- _YOUR OBJECTIVE_: Using the listing below, select the lines with the word "Phase" and copy them.

::::::::::

PR #639, opened 2026-08-12
feat(deploy): Phase 3 GitOps deployment base — Kustomize bases + Flux DAG (scaffold)

andrey-embarklabs:
### Product
None. Delivery migration (ADR 0031, Phase 3).

### Technical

::::::::::

- _EXERCISE ANSWER_:
feat(deploy): Phase 3 GitOps deployment base — Kustomize bases + Flux DAG (scaffold)
None. Delivery migration (ADR 0031, Phase 3).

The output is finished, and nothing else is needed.